> [PROBLEM DESCRIPTION] Line count for the string "sources" in the records below: report that figure and nothing else.
== RECORDS FOR THE TASK ==
PR #1678, opened 2026-04-15
Fix arm64 macOS build with Homebrew

audriusbuika:
## Problem

On Apple Silicon, `./src/Build/build_veracrypt_macosx.sh -b` fails to build:
```bash
clang: error: unsupported option '-mssse3' for target 'arm64-apple-darwin24.6.0'
clang: error: unsupported option '-msse4.1' for target 'arm64-apple-darwin24.6.0'
clang: error: unsupported option '-msha'   for target 'arm64-apple-darwin24.6.0'
make[1]: *** [../Crypto/Sha2Intel.oshani] Error 1
```

Once the flag issue is worked around, the link step then fails with missing
arm64 symbols: `_aes_encrypt`, `_aes_hw_cpu_*`, and
`_sha256_compress_digest_armv8`.

## Root Cause

Two separate issues surface together on arm64:

1. The pattern rules in `src/Build/Include/Makefile.inc` (`%.oshani`,
   `%.osse41`, `%.ossse3`, `%.oaesni`, `%.oavx2`) always append x86-only
   flags such as `-mssse3 -msse4.1 -msha`. clang rejects those flags when
   targeting arm64, even though the source bodies are already guarded by
   `CRYPTOPP_BOOL_X86/X64` and would compile to empty objects.

2. `src/Volume/Volume.make` has no arm64 object list for local MacOSX
   builds. The build script sets `COMPILE_ASM=false` on arm64 hosts (yasm
   can't assemble x86 asm for an arm64-only build), which leaves the
   MacOSX branch empty, and the generic arm64 branch below it is never
   reached. As a result, no AES or SHA-256 backend ends up in the link.

## Fix

**`src/Build/Include/Makefile.inc`** — move the x86 feature flags into
variables that are empty when `CPU_ARCH=arm64`. x86/x64 builds keep the
same flags they had before; arm64 compiles the same sources without
them, and the existing `#ifdef` guards take care of the rest.

**`src/Volume/Volume.make`** —
1. Add an `else ifeq "$(CPU_ARCH)" "arm64"` branch inside the MacOSX
   block that pulls in `Aes_hw_armv8.oarmv8crypto`, `Aescrypt.o`, and
   `sha256_armv8.oarmv8crypto` — the symbols the linker was missing.
2. On arm64, compile `Sha2Intel`, `blake2s_SSE41`, `blake2s_SSSE3`, and
   `opt_avx2` as plain `.o` files so they skip the x86-flag pattern rules.

## Verification

The build now completes on arm64 (macOS 24.6, SDK 26.2) and produces a
working `src/Main/VeraCrypt` binary. x86_64 and universal-binary release
builds are untouched — the new paths only activate when `CPU_ARCH=arm64`.


idrassi:
Thanks for investigating the Apple Silicon/Homebrew build failure.

The local arm64 build issue is real, but I do not think this PR cannot be merged as-is because the `CPU_ARCH=arm64` conditions also affect the normal non-local macOS release build on Apple Silicon.

On Apple Silicon, `CPU_ARCH` is derived from `uname -m`, so it is `arm64` even when the build is not local-only. In that non-local path, `src/Makefile` still builds a universal `x86_64 + arm64` binary. With this PR, `src/Volume/Volume.make` therefore compiles `blake2s_SSE41`, `blake2s_SSSE3`, `Sha2Intel` and `Argon2/src/opt_avx2` as plain `.o` files for the universal build instead of using the feature-specific `.osse41`, `.ossse3`, `.oshani`, and `.oavx2` rules.

The `opt_avx2` case is a functional regression: without `-mavx2`, `__AVX2__` is not defined, so `fill_segment_avx2` compiles to the stub returning `ARGON2_INCORRECT_PARAMETER`. The x86 runtime dispatch calls this function when `HasSAVX2` is true, so the x86_64 slice of a universal macOS build produced on Apple Silicon can fail on AVX2-capable Intel machines.

Please scope the plain-object fallback to the local arm64 build only, for example by keying it on `LOCAL_DEVELOPMENT_BUILD=true` and `CPU_ARCH=arm64` rather than on `CPU_ARCH=arm64` alone. The global `Makefile.inc` flag stripping should either be avoided or constrained by the same condition.

src/Volume/Volume.make
```diff
@@ -95,6 +98,14 @@ else
...
 endif
 
+ifeq "$(CPU_ARCH)" "arm64"
+# x86-only intrinsics sources are compiled as plain objects on arm64
+# (their bodies are #ifdef-gated to x86/x64 and become empty translation units)
+OBJS += ../Crypto/blake2s_SSE41.o
+OBJS += ../Crypto/blake2s_SSSE3.o
+OBJS += ../Crypto/Sha2Intel.o
+OBJS += ../Crypto/Argon2/src/opt_avx2.o
+else
```
idrassi, line 108: This condition is too broad. `CPU_ARCH=arm64` is also true for the normal non-local macOS build on Apple Silicon, which still produces a universal `x86_64 + arm64` binary. In that path this block makes the x86_64 slice compile `Argon2/src/opt_avx2.c` as plain `.o` instead of `.oavx2`, so `__AVX2__` is not defined and `fill_segment_avx2()` becomes the stub that returns `ARGON2_INCORRECT_PARAMETER`. Please scope this fallback to the local arm64-only case, e.g. `LOCAL_DEVELOPMENT_BUILD=true` plus `CPU_ARCH=arm64`, not `CPU_ARCH=arm64` alone.

idrassi (changes requested):

src/Build/Include/Makefile.inc
```diff
@@ -16,33 +16,49 @@ clean:
 	@echo Cleaning $(NAME)
 	rm -f $(APPNAME) $(NAME).a $(OBJS) $(OBJSEX) $(OBJSNOOPT) $(OBJSHANI) $(OBJAESNI) $(OBJSSSE41) $(OBJSSSSE3) $(OBJSAVX2) $(OBJARMV8CRYPTO) $(OBJS:.o=.d) $(OBJSEX:.oo=.d) $(OBJSNOOPT:.o0=.d) $(OBJSHANI:.oshani=.d) $(OBJAESNI:.oaesni=.d) $(OBJSSSE41:.osse41=.d) $(OBJSSSSE3:.ossse3=.d) $(OBJSAVX2:.oavx2=.d) $(OBJARMV8CRYPTO:.oarmv8crypto=.d) *.gch
 
+# On arm64 hosts, x86 feature flags are rejected by clang.
+# Source files are guarded by CRYPTOPP_BOOL_X86/X64 so they produce empty objects on arm64.
+ifeq "$(CPU_ARCH)" "arm64"
```
idrassi, line 21: This has the same scoping issue as the `Volume.make` change: `CPU_ARCH=arm64` is true on Apple Silicon even for the normal non-local macOS build, which still targets a universal `x86_64 + arm64` binary.
For that universal path, the x86_64 slice still needs these feature flags. In particular, clearing `X86_SHANI_FLAGS` makes `Sha2Intel.oshani` compile without `-msha`: with Apple clang this fails because `_mm_sha256msg1_epu32` requires the `sha` target feature.
Please either leave these pattern rules unchanged and avoid selecting the x86-specific suffix objects for local arm64-only builds, or gate this flag clearing on the local arm64-only case, e.g. `LOCAL_DEVELOPMENT_BUILD=true` plus `CPU_ARCH=arm64`, not `CPU_ARCH=arm64` alone.

idrassi (changes requested):

damianrickard:
Confirming this still reproduces on current `master` (d26216c) — macOS 26.5 (Tahoe), Xcode 21 / clang, arm64 host, building with `./src/Build/build_veracrypt_macosx.sh -b` against Homebrew wxWidgets 3.3.2:

```
clang: error: unsupported option '-msha' for target 'arm64-apple-darwin25.5.0'
make[1]: *** [../Crypto/Sha2Intel.oshani] Error 1
```

One observation that may help reviewers: on current `master` the `Volume.make` arm64 local-dev branch (`ifeq "$(LOCAL_DEVELOPMENT_BUILD):$(CPU_ARCH)" "true:arm64"`) already pulls in the ARMv8 AES/SHA objects, so I hit **no** missing-symbol link errors — for me the only remaining failure was the `Makefile.inc` pattern rules (`%.oshani`/`%.osse41`/`%.ossse3`/`%.oavx2`) unconditionally appending `-mssse3 -msse4.1 -msha`. Your `Makefile.inc` change is the essential fix; the `Volume.make` portion may now partially overlap with master. After applying the patch I get a working arm64 `src/Main/VeraCrypt`. Would be great to see this merged. 🙏

idrassi:
Thanks for the feedback.

I can't merge this PR as-is because it gates on CPU_ARCH=arm64, which also applies to normal non-local macOS builds on Apple Silicon. Those builds still produce universal binaries, so the x86_64 slice must keep the feature-specific x86 flags and object rules.

The ARM AES/SHA missing symbol part has already been fixed on master, so the remaining fix should be narrower: only avoid the x86 feature-suffix objects for LOCAL_DEVELOPMENT_BUILD=true + CPU_ARCH=arm64.

Since this PR is now stale and conflicts with master, I'll close it and land a scoped commit, with credit for the original report and confirmation.

idrassi:
I have push the commit https://github.com/veracrypt/VeraCrypt/commit/d33b23a9be2e61bd8f3a3c3056a09ca7619fd8af with proper fixes.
===
> [RESPONSE BOX] 2